MDP Planning as Policy Inference
AI 摘要
将MDP规划视为策略上的贝叶斯推断,通过VSMC近似后验分布,实现策略层面的不确定性建模。
主要贡献
- 将MDP规划问题转化为策略推断问题
- 使用变分序列蒙特卡洛(VSMC)进行策略后验分布的近似
- 通过后验预测抽样实现策略控制,并与Soft Actor-Critic进行比较
方法论
使用贝叶斯推断框架,将策略作为隐变量,用VSMC近似策略的后验分布,通过抽样进行决策。
原文摘要
We cast episodic Markov decision process (MDP) planning as Bayesian inference over _policies_. A policy is treated as the latent variable and is assigned an unnormalized probability of optimality that is monotone in its expected return, yielding a posterior distribution whose modes coincide with return-maximizing solutions while posterior dispersion represents uncertainty over optimal behavior.
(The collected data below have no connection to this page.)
PR #107, opened 2025-04-13
Feat: Allow lifetime for bounds in non-binded generic params

stegaBOB:
It's currently not possible to use higher rank trait bounds without providing custom predicate type bounds. Our particular use case is enabling "trivial bounds" without requiring the nightly feature. For context: https://github.com/rust-lang/rust/issues/48214#issuecomment-2799836786

For example:

```rust
// fails due to "the trait bound `std::string::String: std::marker::Copy` is not satisfied"
#[derive_where(Clone, Copy; String)]
struct TestThing {
    a: String,
}

// Compiles! Copy is just not implemented due to String obviously not being copy, so it would compile error on use.
#[derive_where(Clone, Copy; for<'a> String)]
struct TestThing {
    a: String,
}
```

This is useful for adding perfect derives to macro-generated structs. 

I'm not fully sure whether having a HRTB should make `has_type_param` return false or not. I think its probably fine to keep it returning true since adding one that's not used doesn't change the behavior; it should still be derivable w/ the standard derive. Users can always make type aliases to get around this anyways if they disagree lol.

### DIFF
--- a/CHANGELOG.md
+++ b/CHANGELOG.md
@@ -6,6 +6,7 @@ The format is based on [Keep a Changelog](https://keepachangelog.com/en/1.0.0/),
 and this project adheres to [Semantic Versioning](https://semver.org/spec/v2.0.0.html).
 
 ## [Unreleased]
+
 ### Added
 - Allow lifetime `for<'a, ...>` bounds in non-bounded generic parameters.
 
--- a/CHANGELOG.md
+++ b/CHANGELOG.md
@@ -6,6 +6,8 @@ The format is based on [Keep a Changelog](https://keepachangelog.com/en/1.0.0/),
 and this project adheres to [Semantic Versioning](https://semver.org/spec/v2.0.0.html).
 
 ## [Unreleased]
+### Added
+- Allow lifetime `for<'a, ...>` bounds in non-bounded generic parameters.
 
 ### Changed
 - Use the `Copy` implementation for `Clone` and the `Ord` implementation for
--- a/src/attr/item.rs
+++ b/src/attr/item.rs
@@ -241,10 +241,10 @@ impl DeriveWhere {
 	/// Returns `true` if the given generic type parameter if present.
 	pub fn has_type_param(&self, type_param: &Ident) -> bool {
 		self.generics.iter().any(|generic| match generic {
-			Generic::NoBound(GenericNoBound(
-				_lifetimes,
-				Type::Path(TypePath { qself: None, path }),
-			)) => {
+			Generic::NoBound(GenericNoBound {
+				lifetimes: _,
+				ty: Type::Path(TypePath { qself: None, path }),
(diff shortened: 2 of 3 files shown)


src/attr/item.rs
```diff
@@ -293,21 +296,31 @@ impl DeriveWhere {
 	}
 }
 
-/// Holds a single generic [type](Type) or [type with bound](PredicateType).
+/// Holds the first part of a [`PredicateType`] prior to the `:`. Optionally contains lifetime `for`
+/// bindings.
+#[derive(Eq, PartialEq)]
+pub struct GenericNoBound(Option<BoundLifetimes>, Type);
+impl Parse for GenericNoBound {
```
daxpedda, line 303:
```suggestion
#[derive(Eq, PartialEq)]
pub struct GenericNoBound(Option<BoundLifetimes>, Type);

impl Parse for GenericNoBound {
```

src/attr/item.rs
```diff
@@ -293,21 +296,31 @@ impl DeriveWhere {
 	}
 }
 
-/// Holds a single generic [type](Type) or [type with bound](PredicateType).
+/// Holds the first part of a [`PredicateType`] prior to the `:`. Optionally contains lifetime `for`
+/// bindings.
+#[derive(Eq, PartialEq)]
+pub struct GenericNoBound(Option<BoundLifetimes>, Type);
```
daxpedda, line 302: Lets use named fields here.

daxpedda (changes requested):
This is indeed a very strange quirk of Rust!

Please add a changelog entry as well.
Otherwise LGTM!

src/attr/item.rs
stegaBOB: Done!

daxpedda (changes requested):
- Run `cargo +nightly fmt`.
- Changelog entry.

stegaBOB:
Completely missed the changelog request! Sorry about that. Should be good to go now I think

CHANGELOG.md
```diff
@@ -6,6 +6,8 @@ The format is based on [Keep a Changelog](https://keepachangelog.com/en/1.0.0/),
 and this project adheres to [Semantic Versioning](https://semver.org/spec/v2.0.0.html).
 
 ## [Unreleased]
+### Added
```
daxpedda, line 9:
```suggestion
## [Unreleased]

### Added
```

daxpedda (approved):
> Completely missed the changelog request! Sorry about that. 

All good! I know how it is :)

Will wait for #108 before merging.

stegaBOB:
Hey @daxpedda was wondering if there are any plans to cut a new release soon. We're currently working on a private registry so we aren't blocked on this or anything, but just wanted to ask since its been a while since the last one. Thanks! :)

PR #109, opened 2025-04-14
Support skipping only some variants with `ZeroizeOnDrop`

daxpedda:
I noticed that the following would fail to compile:
```rust
#[derive_where(ZeroizeOnDrop)]
enum Test<T> {
    A(PhantomData<T>),
    #[derive_where(skip_inner)]
    B(PhantomData<T>),
}
```
Because it produces the following:
```rust
impl<T> Drop for Test<T> {
    fn drop(&mut self) {
        match self {
            Test::A(ref mut __field_0) => {
                __field_0.zeroize_or_on_drop();
            }
        }
    }
}
```
Instead, we now make sure to also cover variants that are skipped, but their body is just empty now.

See the test I added for a more complete example.

### DIFF
--- a/CHANGELOG.md
+++ b/CHANGELOG.md
@@ -11,6 +11,11 @@ and this project adheres to [Semantic Versioning](https://semver.org/spec/v2.0.0
 - Use the `Copy` implementation for `Clone` and the `Ord` implementation for
   `PartialOrd` when custom bounds are present.
 
+### Fixed
+- Support skipping only some variants with `ZeroizeOnDrop`.
+- Only generate single call to `zeroize()` with `ZeroizeOnDrop` on multiple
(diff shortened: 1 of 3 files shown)


daxpedda:
I discovered another bug!

Apparently the following:
```rust
#[derive_where(ZeroizeOnDrop)]
enum Test<T> {
    A(PhantomData<T>),
    #[derive_where(skip_inner)]
    B(PhantomData<T>),
}
```
Would generate multiple calls to `Zeroize::zeroize()`:
```rust
impl<T> Drop for Test<T> {
    fn drop(&mut self) {
        Zeroize::zeroize(self);
        Zeroize::zeroize(self);
    }
}
```

ModProg (approved):

PR #114, opened 2025-05-09
Implement `ZeroizeOnDrop` without `Drop`

daxpedda:
This PR adds a new option to `ZeroizeOnDrop`: `no_drop`. This will implement `ZeroizeOnDrop` without implementing `Drop`. Instead, it will assert that all fields implement `ZeroizeOnDrop` (not `Zeroize`!).

The second part of this PR reworks `DeriveTrait` and moves the ownership of derive related data to the actual `TraitImpl` instead of it just being a dummy-struct to implement `TraitImpl` over. Now we have to pass in less parameters to each method and can actually use `self` to store data.

### DIFF
--- a/CHANGELOG.md
+++ b/CHANGELOG.md
@@ -5,6 +5,12 @@ All notable changes to this project will be documented in this file.
 The format is based on [Keep a Changelog](https://keepachangelog.com/en/1.0.0/),
 and this project adheres to [Semantic Versioning](https://semver.org/spec/v2.0.0.html).
 
+## [Unreleased]
+
+### Added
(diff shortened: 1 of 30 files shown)


ModProg:
Wondering if we could have the same behavior on field level? Though that could require a better name.

daxpedda:
> Wondering if we could have the same behavior on field level? Though that could require a better name.

That is the already the default, in `Drop` it will detect if it implements `Zeroize` **or** `ZeroizeOnDrop`.

ModProg (approved):

PR #116, opened 2025-05-14
Stop Using Internal APIs

### LINKED ISSUE #115: Don't use internal APIs
We currently have two uses of internal API:
- [`zeroize::__internal`](https://github.com/ModProg/derive-where/blob/4980b4ed4e7f6c113714c91f932f141b0035ab3a/src/test/zeroize.rs#L55-L56).
- [`Eq::assert_receiver_is_total_eq()`](https://github.com/ModProg/derive-where/blob/4980b4ed4e7f6c113714c91f932f141b0035ab3a/src/test/basic.rs#L51-L56).

Both are `doc(hidden)`, so they should be considered unstable. Instead we just have to copy the implementation and emit it ourselves.

daxpedda:
This changes the implementation of `Eq` to not use `Eq::assert_receiver_is_total_eq()` and the implementation of `ZeroizeOnDrop` to not use `zeroite::__internal`. Both are `doc(hidden)` and therefor unstable APIs.

Resolves #115.

### DIFF
--- a/src/test/basic.rs
+++ b/src/test/basic.rs
@@ -45,16 +45,23 @@ fn struct_() -> Result<()> {
 				}
 			}
 
-			#[automatically_derived]
-			impl<T> ::core::cmp::Eq for Test<T> {
-				#[inline]
-				fn assert_receiver_is_total_eq(&self) {
-					struct __AssertEq<__T: ::core::cmp::Eq + ?::core::marker::Sized>(::core::marker::PhantomData<__T>);
-
-					// For some reason the comparison fails without the extra space at the end.
-					let _: __AssertEq<std::marker::PhantomData<T> >;
+			const _: () = {
+				trait DeriveWhereAssertEq {
+					fn assert(&self);
 				}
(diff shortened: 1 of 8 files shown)


src/test/basic.rs
```diff
@@ -45,16 +45,23 @@ fn struct_() -> Result<()> {
...
+			const _: () = {
+				trait DeriveWhereAssertEq {
+					fn assert(&self);
+				}
 
-					// For some reason the comparison fails without the extra space at the end.
-					let _: __AssertEq<std::marker::PhantomData<T> >;
+				impl<T> DeriveWhereAssertEq for Test<T> {
+					fn assert(&self) {
+						struct __AssertEq<__T: ::core::cmp::Eq + ?::core::marker::Sized>(::core::marker::PhantomData<__T>);
```
ModProg, line 55: at some point we could consider creating our own types for stuff like that, though that'd require a non procmacro crate

ModProg (approved):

To approximate this posterior in discrete domains, we adapt variational sequential Monte Carlo (VSMC) to inference over deterministic policies under stochastic dynamics, introducing a sweep that enforces policy consistency across revisited states and couples transition randomness across particles to avoid confounding from simulator noise. Acting is performed by posterior predictive sampling, which induces a stochastic control policy through a Thompson-sampling interpretation rather than entropy regularization. Across grid worlds, Blackjack, Triangle Tireworld, and Academic Advising, we analyze the structure of inferred policy distributions and compare the resulting behavior to discrete Soft Actor-Critic, highlighting qualitative and statistical differences that arise from policy-level uncertainty.